God forbid that the concept of freedom should allow you,
as an individual, to resist social changes you don’t like. Clearly, the best
way to protect religious liberty is to never invoke it in defense of anything
that is really, really unpopular. Or at least, anything that is really
unpopular among New York and DC elites.
Charles Blow echoes this when he defines the problem as:
“What to do when people want to retain their right to hate and to
discriminate—even if they choose to couch it in fuzzy, nonconfrontational
wording or wrap it in the flimsy cloak of piety—after most of the country has
lost the appetite for it?” Yes, what do we do when a small minority wants to
cling to nonconformist religious practices that elite opinion has decided are
heretical? If only we had some principle, codified in our basic documents of
government, that was intended to cover a situation like this.
Blow also echoes Tomasky when he thunders, “Anything that
even hints at state-sponsored discrimination—blatant and codified—is not only
discordant with current cultural norms but also anathema to universal ideals of
fairness and human dignity.” Did you catch that phrase? “State-sponsored
discrimination.” Anything that is allowed by the government is therefore
sponsored by the government. To not arrest you for doing or saying something is
to adopt that action or idea as the official policy of the state.
That which is not forbidden is mandatory. Everything
within the state, nothing outside the state.
See what I mean when I say that the left has no concept
of freedom? It may have some concept of a range of disagreement that is
socially acceptable and on which the state chooses to remain neutral—though
with the revival of old-fashioned Political Correctness, that range is getting
increasingly narrow, even for the true believers. But they have no concept of a
right to do something or think something or say something simply because it is
what you think and want, regardless of whether society as a whole approves of
it. And without that, there is no concept of freedom.
To be sure, the concept of freedom was damaged long ago.

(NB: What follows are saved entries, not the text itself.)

PR #1913, opened 2026-06-09
fix(dock): add SELECT to smart-paste guard to prevent widget creation on select-element paste

OPS-PIvers:
## Root cause

The smart-paste `useEffect` in `components/layout/Dock.tsx` guards against intercepting clipboard events when the user is typing in a form field, but only checked `INPUT`, `TEXTAREA`, and `isContentEditable` — omitting `SELECT`. Since paste events bubble up to `window`, a paste fired while a `<select>` element has focus bypassed the guard. If the clipboard contained a YouTube URL, `detectWidgetType()` would match it as an Embed widget and call `addWidget('embed', ...)`, silently creating a widget the user never asked for.

Every other keyboard/paste guard in the codebase (`DashboardView.tsx`, `SettingsPanel.tsx`, `DraggableWindow.tsx`) already includes `SELECT`.

## Fix summary

- Added `target.tagName === 'SELECT'` to the `handlePaste` guard in `components/layout/Dock.tsx`
- Updated the guard comment from "input or textarea" to "input, textarea, or select"
- Added one regression test to `tests/components/layout/Dock.test.tsx`

## Band-aid rejected

Could have narrowed the `detectWidgetType` URL patterns to be less aggressive. Rejected — the guard is the right place to prevent interception of form-element paste events; narrowing detection patterns would just shift the problem.

## Regression test

`tests/components/layout/Dock.test.tsx` — new test: "Dock smart-paste – SELECT element is excluded from paste interception". Asserts `addWidget` is **not** called when paste target is a `<select>` and clipboard contains a YouTube URL.

**Before (dev-paul):** 5/6 pass — new test fails (`addWidget` was called once).
**After (this branch):** 6/6 pass.

## Risk

**Contained** — single guard condition change in `Dock.tsx`.

---
_Generated by [Claude Code](https://claude.ai/code/session_01FrCvf7ytfAG8jXWNypeMSH)_

### DIFF
--- a/components/layout/Dock.tsx
+++ b/components/layout/Dock.tsx
@@ -421,11 +421,12 @@ export const Dock: React.FC = () => {
         return;
       }
 
-      // Don't intercept if user is typing in an input or textarea
+      // Don't intercept if user is typing in an input, textarea, or select
       const target = e.target as HTMLElement;
       if (
         target.tagName === 'INPUT' ||
         target.tagName === 'TEXTAREA' ||
+        target.tagName === 'SELECT' ||
         target.isContentEditable ||
         e.defaultPrevented // Respect existing handlers (e.g. StickerBook)
       ) {
--- a/components/layout/Dock.tsx
+++ b/components/layout/Dock.tsx
@@ -422,12 +422,12 @@ export const Dock: React.FC = () => {
       }
 
       // Don't intercept if user is typing in an input, textarea, or select
-      const target = e.target as HTMLElement;
+      const target = e.target as HTMLElement | null;
       if (
-        target.tagName === 'INPUT' ||
-        target.tagName === 'TEXTAREA' ||
-        target.tagName === 'SELECT' ||
-        target.isContentEditable ||
+        target?.tagName === 'INPUT' ||
+        target?.tagName === 'TEXTAREA' ||
+        target?.tagName === 'SELECT' ||
+        target?.isContentEditable ||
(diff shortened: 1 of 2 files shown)


OPS-PIvers (commented):
## Automated Code Review

**Date:** 2026-06-09

### Summary
Adds `SELECT` to the `handlePaste` typing-field guard in `Dock.tsx` so a paste fired while a native dropdown is focused no longer bubbles to the window handler and silently creates a widget. Also hardens `e.target` access with optional chaining. Small, correct, consistent with the other paste/keyboard guards in the codebase.

### Code Quality
✓ No issues found. The `target?.` optional chaining (also requested by gemini-code-assist, thread now resolved/outdated) avoids null-target crashes in synthetic events.

### Widget Standards
✓ Not applicable.

### Admin Config Standards
✓ Not applicable.

### Firestore & Security
✓ No issues found.

### Regression Risk
✓ Low risk. Single guard condition; existing behavior for INPUT/TEXTAREA/contentEditable unchanged.

### Missing Tests
✓ Adequate coverage. New regression test asserts `addWidget`/`addToast` are not called on a SELECT-targeted YouTube-URL paste. Minor nit (non-blocking): the test renders `<Dock />` twice (once before, once after installing the `addEventListener` spy) — only the second registration is asserted, so the first render is redundant and could be dropped for clarity.

### Overall
**Merge readiness:** Ready
Closes a real accidental-widget-creation path; aligns the guard with `DashboardView`/`SettingsPanel`.

---

---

The whole reason the new religious freedom laws are necessary is because the
ever-expanding power of the state has built up so many controls that already
interfere with every little aspect of life. (The original, federal Religious
Freedom Restoration Act was passed in response to a court case involving drug
laws.) So the laws inevitably clash with citizens’ private judgment and
personal convictions in myriad ways. And these new laws are not even an
absolute protection against that interference. They simply specify that the
state has to have what a judge thinks is a really, really good reason to push
private citizens around, and it has to avoid pushing them around any more than
the judge feels it really needs to. This is still just trying to carve out a
wider range of approved dissent within the context of total state control of
human life.
Quoting Justice Scalia somewhat out of context (though
not entirely out of context, since it was a wrong argument in the first place),
Tomasky hyperventilates that if we allow people to act on “the professed
doctrines of religious belief,” this will “permit every citizen to become a law
unto himself.” Well, isn’t every individual a law unto himself, in a very real
sense, when it comes to how he disposes of his own person, his own property,
and his own mind? Has the law of the state expanded so much that it leaves the
individual no space in which he may determine his own private principles of
action?
Judging from what little is left of the concept of
freedom after our three stooges are done with it, it would seem so. Which is a
problem much bigger than anything having to do with gay marriage.
All three of these articles, by the way, were published
on April 1. I wish I could say they were jokes. Or that any of it is funny.